» WHAT YOU ARE ASKED TO DO: Among the lines below, return each one that contains the word "will".

★ ★ ★ ★

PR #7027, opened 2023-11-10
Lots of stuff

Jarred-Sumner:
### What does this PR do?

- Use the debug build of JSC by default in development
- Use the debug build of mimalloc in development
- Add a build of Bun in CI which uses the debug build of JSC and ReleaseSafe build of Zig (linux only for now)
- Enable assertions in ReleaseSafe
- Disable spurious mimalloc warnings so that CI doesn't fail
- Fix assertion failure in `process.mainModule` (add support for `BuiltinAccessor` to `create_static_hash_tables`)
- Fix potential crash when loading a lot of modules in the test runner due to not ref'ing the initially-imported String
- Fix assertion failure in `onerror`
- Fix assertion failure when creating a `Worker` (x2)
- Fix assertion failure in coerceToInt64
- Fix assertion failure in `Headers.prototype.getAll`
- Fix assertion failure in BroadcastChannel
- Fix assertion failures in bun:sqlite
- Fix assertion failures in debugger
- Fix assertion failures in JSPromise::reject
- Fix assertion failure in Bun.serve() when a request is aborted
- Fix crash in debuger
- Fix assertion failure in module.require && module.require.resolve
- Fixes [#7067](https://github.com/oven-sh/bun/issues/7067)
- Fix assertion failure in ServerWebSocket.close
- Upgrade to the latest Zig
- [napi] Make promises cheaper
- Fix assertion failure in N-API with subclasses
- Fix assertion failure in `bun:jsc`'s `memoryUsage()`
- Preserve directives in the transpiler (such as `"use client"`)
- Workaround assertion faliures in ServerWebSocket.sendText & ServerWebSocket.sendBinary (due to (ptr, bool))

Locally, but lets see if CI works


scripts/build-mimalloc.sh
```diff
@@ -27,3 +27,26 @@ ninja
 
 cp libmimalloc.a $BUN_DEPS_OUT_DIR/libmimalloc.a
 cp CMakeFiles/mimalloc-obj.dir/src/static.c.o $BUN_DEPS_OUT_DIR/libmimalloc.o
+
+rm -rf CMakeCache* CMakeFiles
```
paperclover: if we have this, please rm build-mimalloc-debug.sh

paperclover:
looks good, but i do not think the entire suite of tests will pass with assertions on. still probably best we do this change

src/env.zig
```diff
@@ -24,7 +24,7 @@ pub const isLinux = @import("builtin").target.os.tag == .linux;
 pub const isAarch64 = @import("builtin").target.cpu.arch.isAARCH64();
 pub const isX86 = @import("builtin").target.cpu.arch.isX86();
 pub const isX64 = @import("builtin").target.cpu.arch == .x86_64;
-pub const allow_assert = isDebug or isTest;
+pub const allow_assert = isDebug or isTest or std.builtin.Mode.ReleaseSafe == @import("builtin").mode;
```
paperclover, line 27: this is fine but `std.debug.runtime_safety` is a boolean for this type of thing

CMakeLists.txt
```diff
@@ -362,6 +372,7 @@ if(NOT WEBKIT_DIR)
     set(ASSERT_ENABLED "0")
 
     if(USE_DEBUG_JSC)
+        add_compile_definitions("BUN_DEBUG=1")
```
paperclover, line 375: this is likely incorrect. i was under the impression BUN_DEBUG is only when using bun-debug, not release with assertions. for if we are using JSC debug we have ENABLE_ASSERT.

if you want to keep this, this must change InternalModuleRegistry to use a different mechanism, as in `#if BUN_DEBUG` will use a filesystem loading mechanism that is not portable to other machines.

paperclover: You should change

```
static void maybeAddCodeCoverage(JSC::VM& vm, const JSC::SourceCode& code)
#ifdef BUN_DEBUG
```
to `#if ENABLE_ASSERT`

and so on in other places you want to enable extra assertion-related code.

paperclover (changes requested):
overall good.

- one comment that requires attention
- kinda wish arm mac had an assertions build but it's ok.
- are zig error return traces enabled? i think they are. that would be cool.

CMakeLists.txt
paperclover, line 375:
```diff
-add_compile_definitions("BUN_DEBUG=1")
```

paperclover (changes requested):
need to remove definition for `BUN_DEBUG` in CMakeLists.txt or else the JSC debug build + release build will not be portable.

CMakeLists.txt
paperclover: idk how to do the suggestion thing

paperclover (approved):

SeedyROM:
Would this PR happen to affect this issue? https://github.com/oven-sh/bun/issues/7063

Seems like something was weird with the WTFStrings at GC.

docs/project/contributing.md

★ ★ ★ ★

» RESULT BELOW:
looks good, but i do not think the entire suite of tests will pass with assertions on. still probably best we do this change
if you want to keep this, this must change InternalModuleRegistry to use a different mechanism, as in `#if BUN_DEBUG` will use a filesystem loading mechanism that is not portable to other machines.
need to remove definition for `BUN_DEBUG` in CMakeLists.txt or else the JSC debug build + release build will not be portable.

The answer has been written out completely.